Can I set up a page with an Amazon Checkout payment option as fast and easy as I can set up a page with a PayPal payment button?
And there is the issue of access to those funds. If someone pays me via PayPal, I can immediately go to an ATM and withdraw the money or use my PayPal debit card to purchase something. No waiting. Can Amazon offer me access that easily or quickly?
NY Times coverage [nytimes.com]
Finally a competitor to PayPal. Google Checkout didn't seem to phase PayPal too much.
Hopefully this will shake them all up and we win?
[edited by: amznVibe at 12:21 pm (utc) on July 30, 2008]
|Can Amazon offer me access that easily or quickly? |
I imagine the answer here, for the time being, is, "No!" Even with the highest level merchant account (I'll admit that I am new to Merchants@Amazon) there is a scheduled deposit date...they transfer the funds to an account at pre-set dates. Something tells me Checkout by Amazon will operate via timetable deposits, too. A nifty trick where they get to hold your cash and earn interest. I am sure that works out to be a nice, reliable revenue stream for Amazon.
Sorry, I'll pass, and I'm a Amazon customer.
However, not everyone is...and they sell (or have 3rd party vendors) in virtually every industry, including mine.
I sell the customer - customer checkouts through Amazon - now Amazon can offer them tons of related products, killing my ability to sell to that customer in the future.
Uh...no thanks. - I see no reason to hand a 800 pound gorilla the stick to hit me in head with.
Same here. This service will fail because Amazon is the WalMart of the internet. Small merchants just won't trust there sales data. Atleast Ebay and Google are not in the business of direct ecommerce. So there limited knowledge is not threat to us, but Amazon is THE competitor in all level. No point handing them the sales data
|Mr Bo Jangles|
It's hardly a competitor to PayPal if, a)it doesn't allow non-US sellers, and b) only permits physical goods.
It's not a good idea and I doubt that it will take off. If Google cannot challenge Paypal then neither can Amazon. But then maybe they are not trying to challenge Paypal?

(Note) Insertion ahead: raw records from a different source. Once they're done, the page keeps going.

Issue #494, opened 2022-09-29
Expose network id to contracts


leighmcculloch:
I think we should expose network id to contracts.

The network passphrase is the string:
```
Public Global Stellar Network ; September 2015
```

The network ID is the 32byte SHA256 hash of the network passphrase, in this case:
```
7ac33997544e3175d266bd022439b22cdb16508c01163f26e5cb2a3e1045a979
```

Early on we were exposing a field named network id to contracts and, if I'm remembering correctly, I asked for it to be named network passphrase. What I failed to remember in that moment that network id would actually be a hash of the passphrase, and therefore would be a fixed length value that we'd be able to use in things like as domain separators for signing in the same way that the `TransactionSignaturePayload` does.

A fixed length value can have an advantage in that it always takes up the same amount of space in a message, and therefore doesn't rely on prefixes or separators to ensure that the value disambiguates two values where one value is a prefix of another.

This doesn't impact anywhere we are using the network passphrase because the only places we use a network passphrase is inside structured values that contain length prefixes that would distinguish two values like described above. However if we expose network id we would probably use it instead of network passphrase.

In hindsight we probably could have exposed on network id and it was probably the wrong call on my part to expose network passphrase instead. There's no harm in having exposed network passphrase, however network id will be more useful.

cc @sisuresh @graydon @C0x41lch0x41

PR #496, opened 2022-09-29
Add get_ledger_network_id host fn

leighmcculloch:
### What
Add get_ledger_network_id host fn

### Why
Early on we were exposing a field named network id to contracts and, if I'm remembering correctly, I asked for it to be named network passphrase. What I failed to remember in that moment that network id would actually be a hash of the passphrase, and therefore would be a fixed length value that we'd be able to use in things like as domain separators for signing in the same way that the `TransactionSignaturePayload` does.

The network passphrase is the string:
```
Public Global Stellar Network ; September 2015
```

The network ID is the 32byte SHA256 hash of the network passphrase, in this case:
```
7ac33997544e3175d266bd022439b22cdb16508c01163f26e5cb2a3e1045a979
```

A fixed length value can have an advantage in that it always takes up the same amount of space in a message, and therefore doesn't rely on prefixes or separators to ensure that the value disambiguates two values where one value is a prefix of another.

This doesn't impact anywhere we are using the network passphrase because the only places we use a network passphrase is inside structured values that contain length prefixes that would distinguish two values like described above. However if we expose network id we would probably use it instead of network passphrase.

In hindsight we probably could have exposed on network id and it was probably the wrong call on my part to expose network passphrase instead. There's no harm in having exposed network passphrase, however network id will be more useful.

Close https://github.com/stellar/rs-soroban-env/issues/494


graydon:
You need to bump the env interface version. Also do you want to _remove_ the network passphrase? I don't really care, it and it seems like it might be a footgun?

leighmcculloch:
> Also do you want to _remove_ the network passphrase? I don't really care, it and it seems like it might be a footgun?

Maybe, unclear at this point, probably, but I'd rather defer that decision until some later point, and then just sunset the host function.

PR #497, opened 2022-09-29
Disable the create_contract_from_ed25519 host fn

leighmcculloch:
### What
Disable the create_contract_from_ed25519 host fn

### Why
We aren't quite ready to use it because we need to revise the domain separator. We want to disable it for a little while until we come back to spend some more time on it. Disabling it with a feature flag is a possibility, however feature flags come with some non-zero maintenance cost. We could comment the code but no doubt it would become stale and we may not return to it soon. It's very little code so deleting it doesn't introduce that much of a cost to recreate it.


sisuresh (approved):
LGTM. Just need to to keep in mind the stellar-core test cases will break when it updates env and this is why.

PR #500, opened 2022-09-29
Use from_xdr instead of read_xdr for slice decoding

leighmcculloch:
### What
Use from_xdr instead of read_xdr for slice decoding.

### Why
It will ensure that the bytes passed in are completely consumed by the read operation.


leighmcculloch:
For some reason GitHub auto closed this PR. Reopening in #501.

For all it's critics, Paypal is good at what it does and with such an enormous, established user base it will take a bit of shifting.
Here's my idea of a contender.
* It would be backed and associated with a respected bank or institution and preconceived as safe and secure.
* It would charge less commission than Paypal.
* It would provide easy access to funds.
* It would facilitate the sale of downloads.
* It would be easy to open an account.
* It would have no monthly commission or start up fees.
I am actually surprised that no major bank has thought of introducing such a service. The Royal Bank of Scotland's WorldDirect system goes some way towards this but it is expensive.
Incidentally the RBS Worldpay system is now offering WorldDirect along with Paypal. This association tells us that Paypal is now considered to be one of the most trusted solutions, even by major competitors like Worldpay.